Since error detection and error correction are performed on data in multiple memory cells during each refresh period, errors in each cell are It is possible to shorten the cycle of detection and error correction operations.

Furthermore, if error detection and error correction are performed on an appropriate number of memory cells during the refresh period, there is an effect that error detection and error correction can be performed while keeping the increase in dead time small. Therefore, accumulation of soft errors can be prevented and reliability of the DRAM can be improved.

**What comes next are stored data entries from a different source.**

PR #130, opened 2017-02-19
Support InternalTransition for all TriggerWithParams

### LINKED ISSUE #129: InternalTransition using TriggerWithParameters with more than 1 arg
Hello,
There are trigger three flavors of `TriggerWithParameters` with generic parameters:

- `TriggerWithParameters<TArg0>`
-  `TriggerWithParameters<TArg0, TArg1>`
- `TriggerWithParameters<TArg0, TArg1, TArg2>`

These can be used both when firing events, as well as entering a new state. _However_, the `InternalTransition` only supports the usage of one-argument trigger. My question is: is there any particular reason for this? If not, would it make sense to add support for all `TriggerWithParameters` for `InternalTransition`? If so, I'd be happy to help out.

pardahlman:
This fixes #129 by adding support for internal transition for `TriggerWithParameters` that have up to three generic args.

### DIFF
--- a/src/Stateless/StateConfiguration.Async.cs
+++ b/src/Stateless/StateConfiguration.Async.cs
@@ -73,6 +73,46 @@ namespace Stateless
             }
 
             /// <summary>
+            /// Add an internal transition to the state machine. An internal action does not cause the Exit and Entry actions to be triggered, and does not change the state of the state machine
+            /// </summary>
+            /// <typeparam name="TArg0"></typeparam>
+            /// <typeparam name="TArg1"></typeparam>
+            /// <param name="trigger">The accepted trigger</param>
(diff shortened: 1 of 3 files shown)


HenningNT:
Looks good! Maybe @nblumhardt would like comment?

nblumhardt:
LGTM! 👍

Just one observation - it would be great in the two tests (and in existing test above them too, actually) to assert that the callback/action is actually invoked. Currently they'll assert on the argument values when invoked, but there's no guarantee anything actually happened at all.

pardahlman:
Thanks @nblumhardt see `c476505`. Is that what you're looking for? Also, let me know if you want to squash the commits!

Effects of the Invention As described above, the present invention provides all one word line connected to one driven word line during the refresh period in a DRAM.
Since the ECC circuit sequentially performs error detection and error correction on multiple mol cells, the accumulation of soft errors can be prevented by simple external control signals such as a can be prevented.

[Brief explanation of the drawing]

FIG. 1 is a block diagram of an ECC circuit according to an embodiment of the present invention, FIG. 2 is an explanatory diagram showing an example of a memory cell connected to the word line 1 in FIG. 1, and FIG. An explanatory diagram showing a matrix expanded horizontally and vertically, FIG. 4 is a timing diagram of the circuit operation in FIG. 1,
FIG. 6 is a block diagram of a conventional ECC circuit. 1... Word line, 2... Bit line B1
~Bn, 3...Memory cell, 4...Horizontal parity cell, 5...Vertical parity cell, 6
...Column decoder, 7...Horizontal parity select circuit, 8...Vertical parity select circuit, 9...Horizontal parity cell select circuit, 10. ... Vertical parity cell selection circuit, 11 ... Horizontal parity check circuit, 12 ...
... Vertical parity check circuit, 13 ... Refresh control signal, 14 ... Refresh signal,
16... Rewriting circuit, 16... Error correction circuit, 17... Input/output circuit, 18...
...Data retention circuit. Name of agent: Patent attorney Toshio Nakao and 1 other person 2nd
Figure Ht ~ H3 - Horizontal parity Vt - V3 - One season parity Mr + ~ M

Claims (1)

[Claims] A select circuit selects one piece of data from among data of all memory cells connected to any one driven word line, and a select signal for sequentially selecting a plurality of pieces of data during a refresh period. It has a refresh control circuit that sends it to a select circuit, and an ECC circuit that performs error detection and error correction on one selected piece of data, and when an error is detected in the data, the corrected data is sent to the memory where the data error occurred. A dynamic RAM characterized by being equipped with a rewrite circuit for writing into cells.